EXERCISE:
Reproduce exactly the opening lines of the listing, stopping after the line that contains "This PR is related" and including it.

SOURCE MATERIAL:
PR #27, opened 2020-11-06
Added createContactlessTask function

GPaoloni:
Jira: https://bugs.benetech.org/browse/CHI-305 + https://bugs.benetech.org/browse/CHI-311
This PR is related to https://github.com/tech-matters/flex-plugins/pull/242

This task adds the function createContactlessTask, that creates a new task withouth contact (no chat nor voice capabilities). This is achieved by using the `default` channel that Twilio provides, and is not taken into account when dealing with chat capacities.

Note: this PR includes auto-generated changes in swagger file.


functions/createContactlessTask.ts
```diff
@@ -0,0 +1,74 @@
...
+        return;
+      }
+      if (helpline === undefined) {
+        resolve(error400('helpline'));
+        return;
+      }
+
+      const newAttributes = {
+        targetSid,
+        transferTargetType,
```
nickhurlburt, line 53: Ah... this is reusing our transfer functionality.  Great!

nickhurlburt (approved):
Looks good.  Are there any edge cases to consider?
What if the worker is unavailable?
Do we need to ensure that the `default` capacity is set to one?
What if the worker rejects the task?
Anything else?

GPaoloni:
> What if the worker is unavailable?

Right now, the task is created anyways. Should we prevent this?

> Do we need to ensure that the default capacity is set to one?

Actually I don't think so, the frontend is not letting you create a new task if there is already one, but we can limit that from worker capacity too, if desired.

> What if the worker rejects the task?

Right now that's not being considered. If the worker rejects the task it will be automatically reassigned as is the only worker that matches. It can be canceled after accepting the reservation.

nickhurlburt:
> > What if the worker is unavailable?

> Right now, the task is created anyways. Should we prevent this?

I think we should block it either here or in the plugin.

> > Do we need to ensure that the default capacity is set to one?

> Actually I don't think so, the frontend is not letting you create a new task if there is already one, but we can limit that from worker capacity too, if desired.

If it's prevented in the frontend, that should be fine.

> > What if the worker rejects the task?

> Right now that's not being considered. If the worker rejects the task it will be automatically reassigned as is the only worker that matches. It can be canceled after accepting the reservation.

That sounds fine.  Just want to be aware of what will happen.

GPaoloni:
Deployed to staging.

PR #28, opened 2021-01-29
Security updates

nickhurlburt:
@GPaoloni this is just from running `npm audit fix`.

After you've taken a quick look, could you deploy to staging?  The internal npm package may also need an update.


GPaoloni (approved):

GPaoloni:
Deployed to staging.

PR #2482, opened 2023-11-23
feat: support for many padding dynamo converters

### LINKED ISSUE #2461: Add support for padding aten operators
```[tasklist]
### Tasks
- [x] torch.ops.aten.pad.default
- [x] torch.ops.aten.constant_pad_nd.default
- [x] torch.ops.aten.reflection_pad1d.default
- [x] torch.ops.aten.reflection_pad2d.default
- [x] torch.ops.aten.reflection_pad3d.default
- [x] torch.ops.aten.replication_pad1d.default
- [x] torch.ops.aten.replication_pad2d.default
- [x] torch.ops.aten.replication_pad3d.default
- [x] torch.ops.aten._pad_circular.default
```

zewenli98:
# Description

Support for many padding dynamo converters, including:

```
torch.ops.aten.pad.default
torch.ops.aten.constant_pad_nd.default
torch.ops.aten.reflection_pad1d.default
torch.ops.aten.reflection_pad2d.default
torch.ops.aten.reflection_pad3d.default
torch.ops.aten.replication_pad1d.default
torch.ops.aten.replication_pad2d.default
torch.ops.aten.replication_pad3d.default
torch.ops.aten._pad_circular.default
```

Note: 
1. Not sure why there're no similar names for `torch.ops.aten._pad_circular.default` like `torch.ops.aten.circular_pad1d.default`, but according to [PyTorch doc](https://pytorch.org/docs/stable/generated/torch.nn.functional.pad.html#torch.nn.functional.pad), it does have the similar functionality as `reflection` and `replication`, targeting for 2D, 3D, 4D, and 5D inputs.
2. `torch.ops.aten.pad.default` is a higher-level function to call the other padding functions.

Fixes #2461 #2211 

## Type of change

# Checklist:


py/torch_tensorrt/dynamo/conversion/impl/slice/ops.py
```diff
@@ -37,10 +37,6 @@ def slice_op(  # TODO: This should be slice not whatever is in base
             "of the TensorRT region!"
         )
 
-    dim = get_positive_dim(dim, len(input.shape))
-    start = get_positive_dim(start, input.shape[dim])
-    stop = get_positive_dim(stop, input.shape[dim])
-
```
zewenli98, line 43: I did this change because in some cases I want to use `slice_op` to get a reserved tensor but the `stop` arg cannot be negative. For example, when doing:
```
impl.slice.slice_op(
                ctx,
                target,
                source_ir,
                f"{name}_slice_post{i}",
                input,
                dim=dim,
                start=2,
                stop=-1,
                step=-1,
            )
```
if has these lines, `stop` would be a positive value (i.e. `length - 1`), but since `step` is still negative, it will never stop, however, my expected sequence is `[2, 1, 0]`. 

The reason why I don't use positive `stop` and `step` is I wanna get a reversed tensor.

The unit tests proved these lines are not necessary.

py/torch_tensorrt/dynamo/conversion/impl/pad.py
```diff
@@ -0,0 +1,285 @@
...
+
+    # Implement constant padding via concat
+    curr_dim = len(input.shape) - 1
+
+    for i in range(0, len(pad), 2):
+        input_shape = list(input.shape)
+
+        pre_pad = pad[i]
+        post_pad = pad[i + 1]
+        pre_pad_shape = copy.deepcopy(input_shape)
```
gs-olive, line 38: Is the `list` deepcopy required here? Could we instead use `tuple`s to avoid the need for `copy.deepcopy`?

py/torch_tensorrt/dynamo/conversion/impl/pad.py
```diff
@@ -0,0 +1,285 @@
...
+        pre_pad_shape[curr_dim] = pre_pad
+        pre_pad_tensor = torch.full(pre_pad_shape, float(value))
```
gs-olive, line 40: Due to the `FakeTensor` issue in `torch.compile`, could this instead be a Numpy array?

py/torch_tensorrt/dynamo/conversion/impl/pad.py
```diff
@@ -0,0 +1,285 @@
...
+    name: str,
+    input: TRTTensor,
+    padding: Sequence[int],
+) -> TRTTensor:
+    if has_dynamic_shape(input.shape):
+        assert input.shape[1] != -1, "Channel dim can't be dynamic for padding."
+
+    padding_dims = len(padding) // 2
+
+    if padding_dims == 1 or padding_dims == 2 or padding_dims == 3:
```
gs-olive, line 74: Consider condensing to `if padding_dims in (1, 2, 3)`

py/torch_tensorrt/dynamo/conversion/impl/slice/ops.py
gs-olive: The issue with removing this is that the line `output_shape[dim] = math.ceil((stop - start) / step)` below will be incorrect when certain values are negative. This change would have to be accompanied by a fix for that equation, since these test cases should otherwise fail:
https://github.com/pytorch/TensorRT/blob/867dc7bf23b34f8d3809a1d64841b0013a9a0054/tests/py/dynamo/conversion/test_slice_aten.py#L16-L17

zewenli98: Thanks for the comments! I undid the change due to better implementation.

zewenli98:
Hi @gs-olive, thanks for your review! I just found out a better way to implement paddings, with the help of `ISliceLayer` with different `SliceMode`. So I undid the change to `slice_op`.

py/torch_tensorrt/dynamo/conversion/impl/pad.py
```diff
@@ -1,14 +1,22 @@
...
 
-import torch
-import torch_tensorrt.dynamo.conversion.impl as impl
+import tensorrt as trt
 from torch.fx.node import Target
 from torch_tensorrt.dynamo._SourceIR import SourceIR
 from torch_tensorrt.dynamo.conversion._ConversionContext import ConversionContext
-from torch_tensorrt.fx.converters.converter_utils import has_dynamic_shape
+from torch_tensorrt.fx.converters.converter_utils import (
+    get_trt_tensor,
```
gs-olive, line 8: This should use the `dynamo.converters.converter_utils` implementation of `get_trt_tensor`

py/torch_tensorrt/dynamo/conversion/impl/pad.py
```diff
@@ -19,43 +27,36 @@ def constant_padNd(
...
-        output = impl.cat.cat(
-            ctx,
-            target,
-            source_ir,
-            f"{name}_concat{curr_dim}",
-            input=(pre_pad_tensor, input, post_pad_tensor),
-            dim=curr_dim,
+    rank = len(input.shape)
+
+    if len(pad) / 2 > rank:
```
gs-olive, line 35: Should this be a `//` instead of `/`?

zewenli98: Both are fine because `len(pad)` should be even. BTW, if PyTorch checks some restrictions like `len(pad) should be even`, do we need to check again within our converters?

gs-olive: It shouldn't be necessary if PyTorch checks it, but can't hurt to add the check

gs-olive: Additionally, `//` is preferred if the results shouldn't matter, since `//` will output an integer

py/torch_tensorrt/dynamo/conversion/impl/pad.py
```diff
@@ -0,0 +1,205 @@
...
+
+    rank = len(input.shape)
+
+    if len(pad) // 2 > rank:
+        raise RuntimeError(
+            f"Trying to pad last {len(pad) // 2} dimension but the input only has {rank} dimension."
+        )
+
+    start_list = [0] * len(input.shape)
+    new_shape = input.shape
```
gs-olive, line 157: Since `new_shape` gets assigned to below, I think this might need to be `list(input.shape)`, to ensure it is casted to a mutable list.

gs-olive: This applies to the other cases above as well. It may not be required with TRT's current implementation of `input.shape`, but it would be preferable in general to have this cast to be safe.

py/torch_tensorrt/dynamo/conversion/impl/pad.py
```diff
@@ -0,0 +1,205 @@
...
+
+    for i in range(0, len(padding) // 2):
+        start_list[-i - 1] = -padding[i * 2]
+        new_shape[-i - 1] += padding[i * 2] + padding[i * 2 + 1]
+
+    stride_list = [1] * len(new_shape)
```
gs-olive, line 125: For clarity, could `len(input.shape)` on line 118 and `len(new_shape)` on line 125 both be replaced with `rank`, or would this make the code incorrect?

The above applies to a few other functions as well I believe.

gs-olive (commented):
Overall looks great, added a few style comments and suggested modifications.

py/torch_tensorrt/dynamo/conversion/impl/pad.py
zewenli98: That makes sense, thanks for the suggestion!

gs-olive (approved):
Looks good to me!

TASK SOLUTION:
PR #27, opened 2020-11-06
Added createContactlessTask function

GPaoloni:
Jira: https://bugs.benetech.org/browse/CHI-305 + https://bugs.benetech.org/browse/CHI-311
This PR is related to https://github.com/tech-matters/flex-plugins/pull/242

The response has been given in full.